Add automatic checking for profanity
This adds functionality to automatically check for profanity in text messages written in any of the XMPP MUC rooms monitored by the moderation bot.
The terms being considered profanity can be configured using the database and are language specific. They have to be stored in their lemmatized form. English terms will always be checked, in addition, if a supported language other than English is detected, the terms configured for that language are being checked as well. Supported languages for now are English, French, German, Portuguese, Russian, Spanish and Turkish.
The first two times in a sliding window of three months a user uses profanity they'll receive a warning. Starting from the third time, the user will get muted. At first users will be muted for five minutes, with an exponentially increasing duration up to one week for each continued use of profanity afterwards.
To enable this functionality the --enable-profanity-monitoring command line option has to be provided.

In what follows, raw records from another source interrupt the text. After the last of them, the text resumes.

PR #57716, opened 2026-06-14
Clean up the subscription slot when subscribe_to_channel raises

chaadow:
### Motivation / Background

This Pull Request has been created because a failed `subscribe_to_channel` leaves a half-initialized subscription stranded in the connection's `subscriptions` hash, permanently poisoning that identifier's slot.

`Connection::Subscriptions#add` inserts the subscription into the hash before calling `subscribe_to_channel`:

```ruby
subscriptions[id_key] = subscription
subscription.subscribe_to_channel
```

If `subscribe_to_channel` raises (e.g. an exception in the channel's `subscribed` or a `before_subscribe` callback), the entry is never removed. Since `add` raises `AlreadySubscribedError` when the key is already present, every later subscribe for that identifier is rejected for the lifetime of the connection, and the client's `SubscriptionGuarantor` retries it forever.

### Detail

This Pull Request changes `add` to remove the entry when `subscribe_to_channel` does not complete successfully.

Reordering (subscribe first, insert after) is **not** an option: the insert-before-subscribe order is intentional, because `subscribe_to_channel` may call `reject_subscription`, which removes the entry via `connection.subscriptions.remove_subscription`. So the fix wraps `subscribe_to_channel` and deletes the entry only on a non-successful subscribe, leaving the rejection and success paths untouched:

```ruby
subscriptions[id_key] = subscription

successfully_subscribed = false
begin
  subscription.subscribe_to_channel
  successfully_subscribed = true
ensure
  subscriptions.delete(id_key) unless successfully_subscribed
end
```

A test subscribes a channel whose `subscribed` raises, then asserts the identifier is not left in `identifiers` and that the same identifier can be subscribed again (reaching the channel instead of being rejected with `AlreadySubscribedError`).

### Checklist

### DIFF
--- a/actioncable/lib/action_cable/connection/subscriptions.rb
+++ b/actioncable/lib/action_cable/connection/subscriptions.rb
@@ -76,7 +76,18 @@ module ActionCable
 
         if subscription
           subscriptions[id_key] = subscription
-          subscription.subscribe_to_channel
+
+          successfully_subscribed = false
+          begin
+            subscription.subscribe_to_channel
+            successfully_subscribed = true
+          ensure
+            # Don't leave a half-initialized subscription occupying the
+            # identifier's slot if subscribe_to_channel raised: it would reject
+            # every later subscribe for that identifier with AlreadySubscribedError
+            # until the connection is torn down.
+            subscriptions.delete(id_key) unless successfully_subscribed
+          end
         else
           id_options = ActiveSupport::JSON.decode(id_key).with_indifferent_access
           raise ChannelNotFound, id_options[:channel]
--- a/actioncable/test/connection/subscriptions_test.rb
+++ b/actioncable/test/connection/subscriptions_test.rb
@@ -37,6 +37,12 @@ class ActionCable::Connection::SubscriptionsTest < ActionCable::TestCase
     end
   end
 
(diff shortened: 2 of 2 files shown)


chaadow:
@byroot This doesn't completely fix https://github.com/rails/rails/issues/44652, but i think it may get rid of one of the conditions under which `AlreadySubscribedError` is raised.

palkan:
Hey @chaadow,

Thanks for the PR!

> This doesn't completely fix https://github.com/rails/rails/issues/44652

This can cause repeated subscribe commands but that's not the common cause of #44652.
---

I'm hesitant to approve this change (if my voice counts 🙂) because it would lead to a malformed subscribe request to stuck in a loop and raise the same exception over and over again; and that won't be a _cheap_ AlreadySubscribedError (that doesn't touch the application code).

I'd better reject failed subscription with the "error" reason but... the protocol is not rich enough to express this (and updating the protocol is a much bigger scope).

So, for now I'd recommend application developers to keep `#subscribed` callback as robust as possible and rescue from potential exceptions at their side.

The only problem I see here that the "already subscribed" error message in the subsequent attempt is misleading 🤔.

byroot:
We've discussed this bug recently, I believe @tenderlove has a fix for it.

This change requires a database migration for existing databases. The following SQL-commands can be used for that:
DROP TABLE profanity_whitelist;
CREATE TABLE profanity_terms (
term VARCHAR(255) NOT NULL,
language VARCHAR(2) NOT NULL,
PRIMARY KEY (term, language)
);
INSERT INTO
profanity_terms (term, language)
SELECT
word AS term,
'["en"]'
FROM
profanity_blacklist;
DROP TABLE profanity_blacklist;
ALTER TABLE profanity_incidents
RENAME TO profanity_incidents_old;
CREATE TABLE profanity_incidents (
id INTEGER NOT NULL,
timestamp DATETIME NOT NULL,
player VARCHAR(255) NOT NULL,
room VARCHAR(255) NOT NULL,
offending_content TEXT NOT NULL,
detected_languages JSON NOT NULL,
matched_terms JSON NOT NULL,
PRIMARY KEY (id)
);
INSERT INTO
profanity_incidents
SELECT
id,
timestamp,
player,
'[email protected]',
offending_content,
'[]',
'[]'
FROM
profanity_incidents_old
WHERE
deleted != '1';
DROP TABLE profanity_incidents_old;
Two false positives I found in testing:
frJ'étais en retard avec ma cavalerie
esEso puede retardar los romanos
If you name your player an insult you can get the moderation bot to kick the ratings bot. This was fun to test 😆
If you name your player an insult you can get the moderation bot to kick the ratings bot. This was fun to test 😆
Perhaps we could simply exclude filtering for the specific JID associated with the other bot ?@Dunedan
Thanks for reporting these issues.
Two false positives I found in testing:
fr J'étais en retard avec ma cavalerie
es Eso puede retardar los romanos
While this looks like the reason for these two false-positives might have been the same one, it's actually been two different reasons.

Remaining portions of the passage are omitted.